This notebook demonstrate how to do text preprocessing and calculate similarity using specific vectorizer and distance measure to manage data catalog.

### Objective

By managing data catalog, we can reach following objectives:
- Operational Efficiency
- Data Integrity & Quality
- Aiding Decision-Making

### Dataset
Dataset used in this project are:
1. POS data: given datasets that contains product name across multiple POS
2. Data catalog: given datasets that contains standardized product name, brand, type, and formula
3. External data collection: collected fertilizer catalog from various resource

## Installation
Run following command to clone repository.

In [10]:
# ! git clone https://github.com/carloabimanyu/dsw-data-challenge-2023.git

### Import library and define constants

In [1]:
import sys
sys.path.append('./')

import re
import numpy as np
import pandas as pd

from src import utils
from src.product import Product
from src.preprocessing import preprocessing_catalog, preprocessing_pos, preprocessing_external

config = utils.load_config()

### Load dataset

In [2]:
catalog = pd.read_excel(config['catalog_data_path'], sheet_name=config['catalog_data_sheet'])
catalog = preprocessing_catalog.preprocessing(catalog)

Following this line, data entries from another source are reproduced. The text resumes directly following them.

PR #93, opened 2026-07-14
fix: swallow Escape when find bar is closed

roryford:
## Summary
- Escape key was propagating past the find bar when closed, causing unintended behavior downstream.

🤖 Generated with [Claude Code](https://claude.com/claude-code)

### DIFF
--- a/Sources/HermesAgent/BrowserWindowController.swift
+++ b/Sources/HermesAgent/BrowserWindowController.swift
@@ -1508,14 +1508,12 @@ class BrowserWindowController: NSWindowController, NSWindowDelegate, WKUIDelegat
         window?.makeFirstResponder(webView)
     }
 
-    // cancelOperation is sent by AppKit when the user presses Escape while
-    // the find field is first responder. Closing the bar here satisfies the
-    // CHANGELOG claim that Escape dismisses the bar.
+    // cancelOperation is sent by AppKit when the user presses Escape.
+    // Only act when the find bar is open — swallow it otherwise so Escape
+    // doesn't bubble up to NSWindow.performClose and hide the window.
     override func cancelOperation(_ sender: Any?) {
         if findBarVisible {
             hideFindBar()
-        } else {
-            super.cancelOperation(sender)
         }
     }
 


nesquena (approved):
Verified on Mac agent at tip `786706c`.

### Build/test results
- `swift build -c release` — clean at the PR tip (31/31 tests, v1.7.0-era base) **and** merged with current main (`release/v1.7.3`): clean, **62/62 tests pass**
- `bash build.sh` on the merged branch — `.app` built, ad-hoc signed; ATS/Sparkle Info.plist keys verified intact; smoke-launched against a live server

### Code review findings — the fix is more correct than the description claims
The branch is based on v1.7.0-era main, but the hunk merges cleanly with v1.7.2 (no overlap with the #90/#91 changes).

I reproduced the mechanism in a standalone AppKit+WKWebView harness (WKWebView as first responder, window controller overriding `cancelOperation`, Hermes-style `windowShouldClose` → `orderOut`):

1. **The old `super.cancelOperation(sender)` call was always a latent bug.** `cancelOperation(_:)` is one of the NSResponder key-binding methods that is *declared but not implemented* (`NSResponder.instancesRespond(to: #selector(cancelOperation))` is `false`). In the harness, the old path **throws `unrecognized selector` inside WebKit's `executeSavedCommandBySelector` IPC callout** on every bare Escape press. In the packaged app AppKit's event-loop exception guard swallows the throw (no crash report), leaving WebKit's command dispatch in an undefined state — which is what surfaces as the erratic window-hide (the last-window `windowShouldClose` → `orderOut(nil)` path at BrowserWindowController.swift:1289 makes the whole window vanish rather than just close).
2. **The new path is verified clean**: with the swallow behavior, the harness shows `cancelOperation` fires, no exception, `windowShouldClose` never fires, window stays visible — across repeated presses.
3. **No regression surface**: the `findBarVisible` branch (Escape closes the find bar, v1.6.1 behavior) is untouched, and any hypothetical window-level Escape default (e.g. full-screen exit via the responder chain) was already unreachable pre-PR — the old code intercepted and threw on the same path — so this change is strictly an improvement.

Merging via `release/v1.7.3` and cutting v1.7.3 with it. Thanks @roryford — small diff, real bug, and the comment you replaced accurately describes the new invariant.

pos = pd.read_excel(config['pos_data_path'], sheet_name=config['pos_data_sheet'])
pos = pos.dropna()
pos['Product Name'] = pos['Product Name'].apply(lambda name: Product(name))
pos = preprocessing_pos.preprocessing(pos)

external = pd.read_csv(config['external_data_path'])
external['Nama Produk'] = external['Nama Produk'].apply(lambda name: Product(name))
external = preprocessing_external.preprocessing(external, config)

In [3]:
catalog.head()

Unnamed: 0,Product SKU,Brand,Type,Formula
0,Urea Petro,PIHC,Urea,
1,Urea PIM,PIHC,Urea,
2,Urea Nitrea,PIHC,Urea,
3,Urea Daun Buah,PIHC,Urea,
4,Urea Pusri,PIHC,Urea,


In [4]:
pos.head()

Unnamed: 0,Product Name,Name,Formula,Metrics
0,Pupuk Urea N 46%,Pupuk Urea N,,46%
1,Pupuk Amonium Sulfat ZA,Pupuk Amonium Sulfat ZA,,
2,Pupuk Super Fosfat SP-36,Pupuk Super Fosfat SP36,,
3,Pupuk NPK Phonska,Pupuk NPK Phonska,,
4,Pupuk NPK Formula Khusus,Pupuk NPK Formula Khusus,,


In [15]:
external.head()

Unnamed: 0,Brand,Product SKU,Formula,Type
0,Yara,NPK 15-09-20 YARAMILA WINNER,15-09-20,Majemuk
1,Yara,NPK 16-16-16 YARAMILA UNIK,16-16-16,Majemuk
2,Yara,NPK 25-7-7 YARAMILA FASTER,25-7-7,Majemuk
3,Yara,NPK YARAMILA COMPLEX,,Others
4,Yara,NPK YARAMILA PALMAE,,Others


## Calculate similarity

In [12]:
catalog.head(2)

Unnamed: 0,Product SKU,Brand,Type,Formula
0,Urea Petro,PIHC,Urea,
1,Urea PIM,PIHC,Urea,


In [13]:
external.head(2)

Unnamed: 0,Brand,Nama Produk,Formula,Type
0,Yara,NPK 15-09-20 YARAMILA WINNER,15-09-20,Majemuk
1,Yara,NPK 16-16-16 YARAMILA UNIK,16-16-16,Majemuk


In [16]:
all_catalog = pd.concat([catalog, external], ignore_index=True)
all_catalog = all_catalog.reset_index(drop=True)

In [6]:
pos['Text'] = pos.apply(lambda row: row['Name'] if pd.isnull(row['Formula']) else f'{row["Name"]}{row["Formula"]}', axis=1)

In [8]:
from sklearn.feature_extraction.text import TfidfVectorizer
from scipy.sparse import csr_matrix
from src.similarity import spdt
from src.similarity.ngrams import ngrams

In [9]:
products = pd.concat([all_catalog['Product SKU'], pos['Text']], axis=0, ignore_index=True).reset_index(drop=True)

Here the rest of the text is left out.